High-level description

This directory contains the core components of the Cassiopeia project, a comprehensive framework for single-cell lineage tracing and phylogenetic analysis. The project includes tools for data preprocessing, tree reconstruction, simulation, visualization, and various analytical utilities.

What does it do?

Cassiopeia provides an end-to-end pipeline for analyzing single-cell lineage tracing experiments:

  1. Preprocessing: Converts raw sequencing data into formats suitable for phylogenetic analysis, including filtering, error correction, and allele calling.

  2. Tree Reconstruction: Implements various algorithms (greedy, distance-based, spectral, and integer linear programming) to reconstruct phylogenetic trees from mutation data.

  3. Simulation: Generates synthetic phylogenetic trees and associated data for testing and validating analysis methods.

  4. Visualization: Offers both local and cloud-based options for visualizing phylogenetic trees and associated data.

  5. Analysis Tools: Provides utilities for parameter estimation, fitness calculation, evolutionary coupling analysis, and various tree metrics.

  6. Tree Comparison: Implements methods for comparing phylogenetic trees, such as Robinson-Foulds distance and triplets correct accuracy.

Entry points

The main entry points for the Cassiopeia package are:

  1. cassiopeia/preprocess: For preprocessing raw sequencing data.
  2. cassiopeia/solver: For reconstructing phylogenetic trees from processed data.
  3. cassiopeia/simulator: For generating synthetic phylogenetic data.
  4. cassiopeia/plotting: For visualizing phylogenetic trees and associated data.
  5. cassiopeia/tools: For various analytical tools and utilities.
  6. cassiopeia/critique: For comparing and analyzing phylogenetic trees.
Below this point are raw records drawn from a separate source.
PR #852, opened 2018-03-05
reuse conjugate gaussian chain for gradient tests

martinjankowiak:
a step in converting some (but not all) of our (expensive) integration tests into cheaper unit tests (although this will only actually be cheap once we have `num_particles` parallelized properly)

note: the changes in test_conjugate_gaussian_models.py were basically the minimum changes needed to make the test reusable (making the model and guide attributes of self and changing the argument piping accordingly)

### DIFF
--- a/tests/infer/test_conjugate_gradients.py
+++ b/tests/infer/test_conjugate_gradients.py
@@ -1,6 +1,3 @@
-from __future__ import absolute_import, division, print_function
-
-import pytest
 
 import pyro
 from pyro.infer.tracegraph_elbo import TraceGraph_ELBO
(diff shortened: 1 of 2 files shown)


tests/infer/test_conjugate_gradients.py
```diff
@@ -0,0 +1,31 @@
...
+import pyro
+from pyro.infer.tracegraph_elbo import TraceGraph_ELBO
+from tests.common import assert_equal
+from tests.integration_tests.test_conjugate_gaussian_models import GaussianChain
+
+
+# TODO increase precision and number of particles once latter is parallelized properly
+class ConjugateChainGradientTests(GaussianChain):
+
+    def test_gradients(self):
```
neerajprad: Unfortunately, `pytest.parametrize` doesn't mix well with `unittest.TestCase`. There are some work-arounds mentioned in https://docs.pytest.org/en/latest/unittest.html#mixing-fixtures, but your solution here is preferable. We should just consider migrating all `unittest.TestCase` tests to pytest at some point.

tests/integration_tests/test_conjugate_gaussian_models.py
```diff
@@ -73,6 +71,48 @@ def setup_reparam_mask(self, N):
...
+        for k in reversed(range(1, self.N + 1)):
+            mu_q = pyro.param("mu_q_%d" % k, Variable(self.target_mus[k].data +
+                                                      difficulty * (0.1 * torch.randn(1) - 0.53),
+                                                      requires_grad=True))
+            log_sig_q = pyro.param("log_sig_q_%d" % k,
+                                   Variable(-0.5 * torch.log(self.lambda_posts[k]).data +
+                                            difficulty * (0.1 * torch.randn(1) - 0.53),
+                                            requires_grad=True))
+            sig_q = torch.exp(log_sig_q)
+            kappa_q = None if k == self.N \
```
fritzo: Avoid multiline inline `if else` expressions. Just make this an `if else` statement
```py
kappa_q = None
if k == self.N:
    kappa_q = pyro.param(...)
```

tests/infer/test_conjugate_gradients.py
neerajprad: It doesn't work because `GaussianChain` inherits off of `unittest.TestCase`, and that can only run tests that do not have any arguments (pytest internally just calls `TestCase.runTest()`). We can change `GaussianChain` to inherit off of `object`, and then this would run, but we will need to manually call the `setUp` method here and in the other tests in `test_conjugate_gaussian_models`.

tests/integration_tests/test_conjugate_gaussian_models.py
martinjankowiak: done

tests/integration_tests/test_conjugate_gaussian_models.py
```diff
@@ -73,6 +71,48 @@ def setup_reparam_mask(self, N):
...
 
+    def model(self, reparameterized, difficulty=0.0):
+        next_mean = self.mu0
+        for k in range(1, self.N + 1):
+            latent_dist = dist.Normal(next_mean, torch.pow(self.lambdas[k - 1], -0.5))
+            mu_latent = pyro.sample("mu_latent_%d" % k, latent_dist)
+            next_mean = mu_latent
+
+        mu_N = next_mean
+        for i, x in enumerate(self.data):
```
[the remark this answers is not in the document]
martinjankowiak: done

PR #828, opened 2018-02-28
Fix enumerate + iarange

fritzo:
Addresses #846

This attempts to fix bugs in enumerate+iarange introduced by #776.

- [x] Fix combination of `iarange` + sequential enumeration with no broadcasting or subsampling
- [x] Fix parallel enumeration
- [x] Fix subsampling
- [ ] Fix `iarange` + sequential enumeration + broadcasting (via weights as a `MultiViewTensor`)

PR #854, opened 2018-03-06
Make cond_indep_stack a tuple (hence hashable)

fritzo:
This makes `site["cond_indep_stack"]` a tuple rather than a list.

## Why?

This makes `cond_indep_stack` hashable and therefore usable as keys in a dictionary. In #828 I'm converting `cond_indep_stack` to a tuple almost everywhere I use it. In an effort to simplify review of #828 I'm pulling out this change as an easy PR.


fritzo:
Thanks for reviewing!

PR #855, opened 2018-03-06
more downstream cost tests

martinjankowiak:
added a irange in iarange test. while at it i also fattened the ```test_compute_downstream_costs_big_model_guide_pair``` test a bit


martinjankowiak:
what would be the point of such a change? afaict the downstream formulation is more efficient in this case

fritzo:
> what would be the point of [refactoring in terms of `local_cost * upstream_grad`?

No point, I'm just curious what it would look like. I thought that if both `TraceEnum_ELBO` and `DiCE` use the `local_cost * upstream_grads` formulation it might be nice to explore how that would work in `TraceGraph_ELBO`, but if there's no benefit then indeed we should avoid unnecessary change.

PR #856, opened 2018-03-06
Fix docs links to PyTorch documentation

fritzo:
This updates Pyro docs to take advantage of intersphinx to link Pyro docs to PyTorch docs.

## Tested

- ran `make docs` locally and clicked to verify links work.

### DIFF
--- a/pyro/distributions/torch_distribution.py
+++ b/pyro/distributions/torch_distribution.py
@@ -13,7 +13,7 @@ class TorchDistributionMixin(Distribution):
 
     This is mainly useful for wrapping existing PyTorch distributions for
     use in Pyro.  Derived classes must first inherit from
-    :class:`torch.distributions.Distribution` and then inherit from
+    :class:`torch.distributions.distribution.Distribution` and then inherit from
     :class:`TorchDistributionMixin`.
     """
     @property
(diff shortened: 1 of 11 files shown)


pyro/distributions/torch_distribution.py
```diff
@@ -78,7 +81,8 @@ def shape(self, sample_shape=torch.Size()):
     def reshape(self, sample_shape=torch.Size(), extra_event_dims=0):
         """
         Reshapes a distribution by adding ``sample_shape`` to its total shape
-        and adding ``extra_event_dims`` to its ``event_shape``.
+        and adding ``extra_event_dims`` to its
+        :attr:`~torch.distributions.distribution.Distribution.event_shape`.
```
fehiepsi: Hi @fritzo, good to know that we have :func: :attr: to make docs better! Just wonder what is the role of `~`? ^^!

fritzo: The tilde says to print only the last part `event_shape` instead of the full `torch.distributions.distribution.Distribution.event_shape`. I've used this for a number of long links.

fehiepsi: Got it, thanks!

neerajprad:
Nice, LGTM! @jpchen - any comments, or should I get this merged (has some conflicting changes with #857)?

fritzo:
No need for JP's review. Ready to merge if it helps @neerajprad resolve conflicts.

The cassiopeia/__init__.py file serves as the main interface, importing and exposing key functionalities from these submodules.

Key Files

  1. cassiopeia/data/CassiopeiaTree.py: Defines the core data structure for representing phylogenetic trees with associated mutation data.
  2. cassiopeia/solver/CassiopeiaSolver.py: Provides the base class for tree reconstruction algorithms.
  3. cassiopeia/simulator/TreeSimulator.py: Offers the base class for tree simulation models.
  4. cassiopeia/plotting/local.py and cassiopeia/plotting/itol_utilities.py: Implement local and cloud-based tree visualization.
  5. cassiopeia/tools/parameter_estimators.py: Contains functions for estimating key parameters from tree data.
  6. cassiopeia/critique/compare.py: Implements tree comparison algorithms.
  7. build.py: Handles the building and compilation of Cython extensions for performance-critical components.
  8. README.md: Provides an overview of the project, installation instructions, and links to documentation and tutorials.

Dependencies

Cassiopeia relies on several external libraries:

  1. numpy and pandas: For data manipulation and numerical computations.
  2. networkx: For graph operations and tree manipulations.
  3. scipy: For various scientific computing tasks.
  4. ete3: For phylogenetic tree manipulation and visualization.
  5. matplotlib and plotly: For local plotting.
  6. pysam: For handling sequencing data formats.
  7. cvxpy and gurobipy: For optimization problems in some solvers.
  8. Cython: For compiling performance-critical components.

Configuration

Cassiopeia uses various configuration methods:

  1. Preprocessing pipeline: Configured using an INI-format file specifying parameters for each preprocessing step.
  2. Solvers: Customizable through parameters passed during initialization.
  3. Simulators: Configurable via parameters set during object creation.
  4. Visualization: Customizable through function parameters for both local and cloud-based plotting.
  5. pyproject.toml: Defines project metadata, dependencies, and build settings.
  6. .readthedocs.yml: Configures the documentation build process on Read the Docs.
  7. codecov.yml: Sets coverage requirements for the project.

The project also includes a comprehensive test suite in the test directory, ensuring the reliability and accuracy of the framework across its various modules and functionalities.

In summary, Cassiopeia provides a robust and flexible framework for analyzing single-cell lineage tracing data, offering tools for every step from raw data processing to advanced phylogenetic analysis and visualization.